Como protesta contra la dificultad para encontrar un alojamiento decente y propio, me propuse ir a la estación de King Cross / St. Pancras. En frente de un par de restaurantes italianos y bajo un cajero automático hay un rincón resguardado del viento y la lluvia pero suficientemente visible como para que un indigente o un activista – como yo pensaba ser – no pase desapercibido a las narices de los transeúntes y viajeros de autobús. Recogería unos cartones sobrantes de algún comercio adlátere y me agenciaría un conjunto de abrigo de estopa, gorro de lana con lamparones y barbas postizas y piojosas para dormir durante unas noches allí mismo.
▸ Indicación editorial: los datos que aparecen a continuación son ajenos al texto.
PR #690, opened 2025-07-08
Create new primary contacts after adding new participant

eiman-eltigani-ttd:
Insert new entry into primaryContacts db table after creating initial Participant and User

### DIFF
--- a/src/api/entities/PrimaryContact.ts
+++ b/src/api/entities/PrimaryContact.ts
@@ -9,7 +9,7 @@ export class PrimaryContact extends Model {
   }
 
   static get idColumn() {
-    return ['participantId'];
+    return ['participantId', 'userId'];
   }
 
   static get relationMappings(): RelationMappings {
--- a/src/api/entities/Participant.ts
+++ b/src/api/entities/Participant.ts
@@ -13,69 +13,69 @@ export class Participant extends BaseModel {
     return 'participants';
   }
   static get relationMappings(): RelationMappings {
-		return {
-			types: {
-				relation: Model.ManyToManyRelation,
-				modelClass: () => ParticipantType,
-				join: {
-					from: 'participants.id',
-					through: {
-						from: 'participantsToTypes.participantId',
-						to: 'participantsToTypes.participantTypeId',
-					},
-					to: 'participantTypes.id',
-				},
-			},
-			apiRoles: {
-				relation: Model.ManyToManyRelation,
-				modelClass: () => ApiRole,
-				join: {
-					from: 'participants.id',
-					through: {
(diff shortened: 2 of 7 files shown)


eiman-eltigani-ttd:
Summary of recent changes: 
1. Created primaryContact during Participant Creation:
- Include logic to insert into the primaryContact table after Participant and User is created **(ParticipantCreation.ts)** + added additional error handling to prevent potential null values 

3. Introduced primaryContact relation within Participant Obejct (**entity/Participant.ts)** and updated corresponding queries:
- getAllParticipants() now fetches primaryContact **(services/participantsService.ts)**
- getPrimaryContactInformation() now reads Participant.primaryContact to populate info **(EditParticipantDIalogHelper.ts)**

Some things I learned about Objection.js in the process: when declaring a new field within an entity outside of the table columns, we use "Has" to describe the relation which denotes the data is contained in a seperate table. For example, the approverId is a column field that stores a static foreign key and requires direct changes to the Participants table for updates. In contrast, the primaryContact field is sources from the primaryContact table and changes are reflected dynamically. This reflects our approach to keep primaryContact retrieval efficient and flexible for future 1:N relationships (rather than creating a new primaryContact column within participant table).

src/api/entities/PrimaryContact.ts
```diff
@@ -9,7 +9,7 @@ export class PrimaryContact extends Model {
   }
 
   static get idColumn() {
-    return ['participantId'];
+    return ['participantId', 'userId'];
   }
```
ashleysmithTTD, line 13: Why did you also add userId here?

ashleysmithTTD: I don't think this is the case - I think this combination will mean that there can only be unique combinations of participantId & userId.  But we only want participantId to be unique

eiman-eltigani-ttd: participantId is still unique! It's specified directly on the column in the schema builder:
`table.integer('participantId').references('participants.id').unique();`
I made the primary key a composite key because I assumed we would add new entries for the same participant in the future. In that case, we would need both fields to ensure each id value is unique since we're not using an incremental integer count. That enables us to add more rows in the future, but currently *.unique()* locks us from adding the same participant twice and would need to later be removed.
 
It works the same practically (we can still query by the fields individually) but if you want to query by .findById(), you need to pass both fields along. I could remove userId in the entity file and it would work fine because we aren't using that function currently, but would break if we did. It also just hit me that we could potentially add a new column for each additional contact and in that case, we could just use participantId as the main id (this would require a schema change). Let me know if you think that approach is more likely and worth making the change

Un par de vasos de papel mordisqueados en los bordes y quizá un chucho sarnoso que me diera algo de calor formarían mi nueva habitación. El problema es que el sitio ya estaba ocupado: así me lo hizo saber el jefe de la estación, un negro redondo que escribía los horarios de las primeras y últimas salidas de trenes con letra torcida. Le habían concedido el hueco a otro indigente y ya se había instalado con un chucho más sarnoso, un gorro de lana más raído y unas barbas más piojosas y más reales que las mías.
Dormir en cualquier otra estación hubiera sido mucho menos glamouroso, porque hasta la pobreza tiene sus cotas de elegancia. El español, cuando se pone a parecer miserable, debe ser el más miserable de todos, una suerte de trepa engominado pero cuesta abajo, hacia los sumideros de droga de su ciudad natal, sus penosos derroteros vitales, etcétera. Puestos a ser pobre hay que ser el más pobre y que todo el mundo lo sepa.
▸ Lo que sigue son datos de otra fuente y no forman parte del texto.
PR #398, opened 2016-12-07
Disable write store only at first devel package

ktf:
Previously write store was disabled in case a development package was
found in the dependency tree. This changes the behavior to be less
aggressive and disables the ability to write to the store only once the
first development package is encountered while building.


ktf:
Works in Aurora, merging.

PR #408, opened 2017-01-11
Introduce valid_defaults metadata

ktf:
Some packages can only be compiled using a given default. Most notably,
the O2 package can only be built with `--defaults o2` or `--defaults
o2-daq`. It's now possible to express that by adding a valid_defaults
entry in the YAML preable which contains the list of valid defaults.


ktf:
Jenkins issue unrelated.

Así que saltamos de habitación en habitación, a la espera de que la casa de Edu quedara libre y fuimos a caer en una habitación de la que colgaban pósteres de carga homosexual moderada o alta y que olía a raro y uno ya se preguntaba si oler raro era una cosa previa o si eran los prejuicios los que nos hacían oler. Y luego fuimos hasta Morden, a una casa aburrida, sin barniz en la madera, sin tráfico ni ruido ni muerte por ningún lado, con una correcta elegancia en los habitantes que paseaban de manera aislada y organizada en una red de calles perfectamente cuadriculada y luego fuimos a la casa de Edu y el compañero de Edu dijo que ya estaba todo arreglado, arreglado para otro, que no éramos nosotros, y nos quedamos en la puerta de la casa con la maleta, con mis trajes escurriendo la lluvia fina que nos llevó de nuevo a casa de Bárbara y Sergio, y ahora a una habitación triple de hotel donde, según se dice hay ratones y fantasmas, o fantasmas de ratones. Y luego ya no sabemos.
[…]
Prisionero por no querer, abraza
su propia soledad. Y está seguro,
más seguro que nadie porque nada
poseerá; y él bien sabe que nunca
vivirá aquí, en la tierra. A quien no ama,
¿cómo podemos conocer o cómo
perdonar? Día largo y aún más larga
la noche. Mentirá al sacar la llave.